# stillborn delivery at 20 5/7 weeks



## sknapp56 (Nov 20, 2013)

For a patient who had a fetal demise at 20 5/7 weeks due to fetal abnormalities and oligiohydraminos Cytotec was used for induction and still born fetus delivered and patient was brought to the OR for retained placenta. Would you bill the 59410 Vaginal delivery with post partum care and the 59414-removal of placenta?  ACOG guidelines say after 20 weeks use delivery code and ICD-9 defines it as 22 weeks. I think it should be delivery code with fetal demise 656.41 code and 59414- with 667.04 code.

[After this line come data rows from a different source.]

PR #1735, opened 2026-01-21
Fix internal ip resolution

lukasz-stec:
Previously, `findInternalIp` would always try to base the internal address on the hostname, and if the hostname was invalid or pointed to the localhost, it would return 127.0.0.1. This is not expected as we could still use ip addresses assigned to the network interfaces to get the correct local network address.

### DIFF
--- a/node/src/main/java/io/airlift/node/NodeInfo.java
+++ b/node/src/main/java/io/airlift/node/NodeInfo.java
@@ -15,6 +15,7 @@
  */
 package io.airlift.node;
 
+import com.google.common.annotations.VisibleForTesting;
 import com.google.common.collect.ImmutableList;
 import com.google.common.collect.ImmutableMap;
 import com.google.common.net.InetAddresses;
@@ -102,6 +103,38 @@ public class NodeInfo
             Map<String, String> annotations,
             boolean preferIpv6Address)
     {
+        this(environment,
+                pool,
+                nodeId,
+                internalAddress,
+                bindIp,
+                externalAddress,
+                location,
+                binarySpec,
+                configSpec,
+                internalAddressSource,
+                annotationFile,
+                annotations,
+                preferIpv6Address,
+                NodeAddresses.DEFAULT);
+    }
+
+    @VisibleForTesting
+    NodeInfo(String environment,
+            String pool,
+            String nodeId,
+            String internalAddress,
+            InetAddress bindIp,
+            String externalAddress,
+            String location,
+            String binarySpec,
+            String configSpec,
+            AddressSource internalAddressSource,
+            String annotationFile,
+            Map<String, String> annotations,
+            boolean preferIpv6Address,
+            NodeAddresses networkAddresses)
+    {
         requireNonNull(environment, "environment is null");
         requireNonNull(pool, "pool is null");
         requireNonNull(internalAddressSource, "internalAddressSource is null");
@@ -128,7 +161,7 @@ public class NodeInfo
             this.internalAddress = internalAddress;
         }
         else {
-            this.internalAddress = findInternalAddress(internalAddressSource);
+            this.internalAddress = findInternalAddress(internalAddressSource, networkAddresses);
         }
 
         this.bindIp = requireNonNullElseGet(bindIp, () -> InetAddresses.fromInteger(0));
@@ -294,20 +327,20 @@ public class NodeInfo
                 .toString();
     }
 
-    private String findInternalAddress(AddressSource addressSource)
+    private String findInternalAddress(AddressSource addressSource, NodeAddresses networkAddresses)
     {
         return switch (addressSource) {
-            case IP -> InetAddresses.toAddrString(findInternalIp());
-            case IP_ENCODED_AS_HOSTNAME -> encodeAddressAsHostname(findInternalIp());
-            case HOSTNAME -> getLocalHost().getHostName();
-            case FQDN -> getLocalHost().getCanonicalHostName();
+            case IP -> InetAddresses.toAddrString(findInternalIp(networkAddresses));
+            case IP_ENCODED_AS_HOSTNAME -> encodeAddressAsHostname(findInternalIp(networkAddresses));
+            case HOSTNAME -> getLocalHost(networkAddresses).getHostName();
+            case FQDN -> getLocalHost(networkAddresses).getCanonicalHostName();
         };
     }
 
-    private InetAddress findInternalIp()
+    private InetAddress findInternalIp(NodeAddresses networkAddresses)
     {
         List<Function<List<InetAddress>, Optional<InetAddress>>> searchOrder = new ArrayList<>(3);
-        searchOrder.add(candidates -> findLocalAddress(candidates, preferIpv6Address));
+        searchOrder.add(candidates -> findLocalAddress(candidates, preferIpv6Address, networkAddresses));
         if (this.preferIpv6Address) {
             searchOrder.add(NodeInfo::findIpv6address);
             searchOrder.add(NodeInfo::findIpv4address);
@@ -317,7 +350,7 @@ public class NodeInfo
             searchOrder.add(NodeInfo::findIpv6address);
         }
 
-        List<InetAddress> goodAddresses = getGoodAddresses();
+        List<InetAddress> goodAddresses = networkAddresses.getAddresses();
         return searchOrder.stream()
             .map(source -> source.apply(goodAddresses))
             .filter(Optional::isPresent)                        // select only valid results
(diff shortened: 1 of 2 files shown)


wendigo:
cc @jalpan-randeri

node/src/main/java/io/airlift/node/NodeInfo.java
```diff
@@ -306,14 +306,31 @@ private String findInternalAddress(AddressSource addressSource)
 
     private InetAddress findInternalIp()
     {
+        // Check if local host address is a good v4 address
+        InetAddress localAddress = null;
+        try {
+            localAddress = InetAddress.getLocalHost();
+            if (isV4Address(localAddress) && getGoodAddresses().contains(localAddress)) {
+                return localAddress;
```
electrum: This seems wrong as it's returning a v4 address even if prefer v6 is set.

Also, it's cleaner to have the logic in a separate method.

node/src/main/java/io/airlift/node/NodeInfo.java
```diff
@@ -324,7 +341,7 @@ private InetAddress findInternalIp()
             .filter(Optional::isPresent)                        // select only valid results
             .findFirst()
             .orElse(Optional.empty())                     // we could not find any source
-            .orElse(null);                                // it is most likely that this is a disconnected developer machine
+            .orElse(localAddress);
```
electrum: This change seems correct, as `getInternalAddress()` should not return null.

We could use `InetAddress.getLocalHost()` here.

node/src/main/java/io/airlift/node/NodeInfo.java
```diff
@@ -349,29 +366,6 @@ private static Optional<InetAddress> findIpv6address(List<InetAddress> candidate
...
-        InetAddress localAddress = null;
-        try {
-            localAddress = InetAddress.getLocalHost();
-            if (isV4Address(localAddress) && getGoodAddresses().contains(localAddress)) {
-                return Optional.of(localAddress);
-            }
-        }
-        catch (UnknownHostException ignored) {
-        }
-        if (localAddress == null) {
```
electrum, line 364: This seems like the problematic part. We should instead return `Optional.empty()` here.

node/src/main/java/io/airlift/node/NodeInfo.java
```diff
@@ -306,14 +306,31 @@ private String findInternalAddress(AddressSource addressSource)
...
+            }
+            catch (UnknownHostException e) {
+                throw new AssertionError("Could not get local ip address");
+            }
+        }
+
         List<Function<List<InetAddress>, Optional<InetAddress>>> searchOrder = new ArrayList<>(3);
         if (this.preferIpv6Address) {
             searchOrder.add(NodeInfo::findIpv6address);
-            searchOrder.add(NodeInfo::findLocalAddress);
```
electrum, line 312: If we remove the `isV4Address()` check from `findLocalAddress()`, then this should work for the search order, which seems more consistent:
```java
List<Function<List<InetAddress>, Optional<InetAddress>>> searchOrder = new ArrayList<>(3);
searchOrder.add(NodeInfo::findLocalAddress);
if (this.preferIpv6Address) {
    searchOrder.add(NodeInfo::findIpv6address);
    searchOrder.add(NodeInfo::findIpv4address);
}
else {
    searchOrder.add(NodeInfo::findIpv4address);
    searchOrder.add(NodeInfo::findIpv6address);
}

File: node/src/main/java/io/airlift/node/NodeInfo.java (hunk 1 above)
Comment (lukasz-stec) [reply node/src/main/java/io/airlift/node/NodeInfo.java]: Good catch. That does not work. I moved back to a separate method and dropped the checks

File: node/src/main/java/io/airlift/node/NodeInfo.java (hunk 4 above)
Comment (lukasz-stec) [reply node/src/main/java/io/airlift/node/NodeInfo.java:312]: I don't think it works as `findLocalAddress` always returns a non-empty value, even if the`InetAddress.getLocalHost` call fails. Perhaps, I could add it at the end of the `searchOrder` as an alternative to the `orElse` below.

File: node/src/main/java/io/airlift/node/NodeInfo.java (hunk 2 above)
Comment (lukasz-stec) [reply node/src/main/java/io/airlift/node/NodeInfo.java]: `InetAddress.getLocalHost` can throw, and previously, in this case, we would use `127.0.0.1`.

**Review by lukasz-stec — COMMENTED** [review]
@electrum I addressed the comments, but in a slightly different way than requested. See if it makes sense to you. The other option I see is to add `findLocalAddress` at the end of the `searchOorder` instead of in the `.elseGet` part.

File: node/src/main/java/io/airlift/node/NodeInfo.java (hunk 2 above)
Comment (electrum) [reply node/src/main/java/io/airlift/node/NodeInfo.java]: Sorry, I meant `getLoopbackAddress` which was probably not used originally as this code was written in the Java 1.6 days.

File: node/src/main/java/io/airlift/node/NodeInfo.java (hunk 4 above)
Comment (electrum) [reply node/src/main/java/io/airlift/node/NodeInfo.java:312]: I was thinking that we change it to return empty if it fails, rather than loopback, as I mentioned in another comment.

If we do that, then it should be simpler and consistent across both v4/v6 preferences.

Comment (lukasz-stec) [reply node/src/main/java/io/airlift/node/NodeInfo.java:312]: ok, I will do that. The `findLocalAddress` still needs to be last, as it could return localhost

**Review by lukasz-stec — COMMENTED** [review]
Comments addressed

File: node/src/main/java/io/airlift/node/NodeInfo.java (hunk 2 above)
Comment (lukasz-stec) [reply node/src/main/java/io/airlift/node/NodeInfo.java]: Makes sense. I used `getLoopbackAddress`

File: node/src/main/java/io/airlift/node/NodeInfo.java (hunk 4 above)
Comment (electrum) [reply node/src/main/java/io/airlift/node/NodeInfo.java:312]: You're right, we should fix it to not return localhost, as we still want to prefer the local address. I'll comment on that below.

File: node/src/main/java/io/airlift/node/NodeInfo.java [hunk 5]
```diff
@@ -349,27 +348,14 @@ private static Optional<InetAddress> findIpv6address(List<InetAddress> candidate
...
     }
 
-    private static Optional<InetAddress> findLocalAddress(List<InetAddress> candidates)
+    private static Optional<InetAddress> findLocalAddress()
     {
-        // Check if local host address is a good v4 address
-        InetAddress localAddress = null;
         try {
-            localAddress = InetAddress.getLocalHost();
-            if (isV4Address(localAddress) && getGoodAddresses().contains(localAddress)) {
```
electrum, line 358: Keep `candidates` as a parameter and check if it contains the local address. We should also respect the address type preference:
```java
InetAddress address = InetAddress.getLocalHost();
boolean preferred = preferIpv6Address ? isV6Address(address) : isV4Address(address);
return preferred && candidates.contains(address);

File: node/src/main/java/io/airlift/node/NodeInfo.java [hunk 6]
```diff
@@ -309,22 +309,21 @@ private InetAddress findInternalIp()
         List<Function<List<InetAddress>, Optional<InetAddress>>> searchOrder = new ArrayList<>(3);
         if (this.preferIpv6Address) {
             searchOrder.add(NodeInfo::findIpv6address);
```
electrum, line 345: When preferring v6, `findLocalAddress` is used second, as it always returns a v4 address. We can make this consistent by always using the local address first, if we fix `findLocalAddress` to take preference into account. I'll comment below.

node/src/main/java/io/airlift/node/NodeInfo.java
lukasz-stec: Eh, I missed that we do prefer the local address if it matches IPv4/IPv6 preference. 
Done.

node/src/main/java/io/airlift/node/NodeInfo.java
lukasz-stec: Done

lukasz-stec (commented):
I updated the code to match comments, but I will try to improve tests to at least have this rule of preferring local address there if possible

lukasz-stec:
I tried, but unfortunately, I don't have an easy way to add tests for the `findInternalIp`. The implementation relies on the static calls to the `NetworkInterface.getNetworkInterfaces` and `InetAddress.getLocalHost`, so to test it properly, I would either have to use mocks or wrap it all in some interface that I can replace in tests. Neither of which is usually done in airlift .
@electrum Let me know if you think doing any of this makes sense to you, or if you have some other idea how to test it.

electrum:
This change looks good to me. Thanks for making the changes.

@wendigo do you want to take a look before we merge this?

@lukasz-stec if you want to follow up with tests, that would be great. Or if you want to add tests before we merge this, that's fine too.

Would like other coder opinions.


----------



## Thouvenel (Dec 4, 2013)

I have always used the ICD-9 as the guideline, and billed 59400 with the 632.  I'm not sure it really matters which diagnosis you use unless your carrier tells you otherwise.  However, you can't bill the 59414 that is part of the global service.  Where you are going to have an additional charge is since the patient was taken to the OR for the retained placenta, how was it removed?  By D&C?


----------



## rachdogg67 (Apr 11, 2022)

Can we bill attendance at delivery for stillbirth under Mom, should we use a hospital care code since baby isn't registered if still born.


----------



## nielynco (Apr 13, 2022)

sknapp56 said:


> For a patient who had a fetal demise at 20 5/7 weeks due to fetal abnormalities and oligiohydraminos Cytotec was used for induction and still born fetus delivered and patient was brought to the OR for retained placenta. Would you bill the 59410 Vaginal delivery with post partum care and the 59414-removal of placenta?  ACOG guidelines say after 20 weeks use delivery code and ICD-9 defines it as 22 weeks. I think it should be delivery code with fetal demise 656.41 code and 59414- with 667.04 code. Would like other coder opinions.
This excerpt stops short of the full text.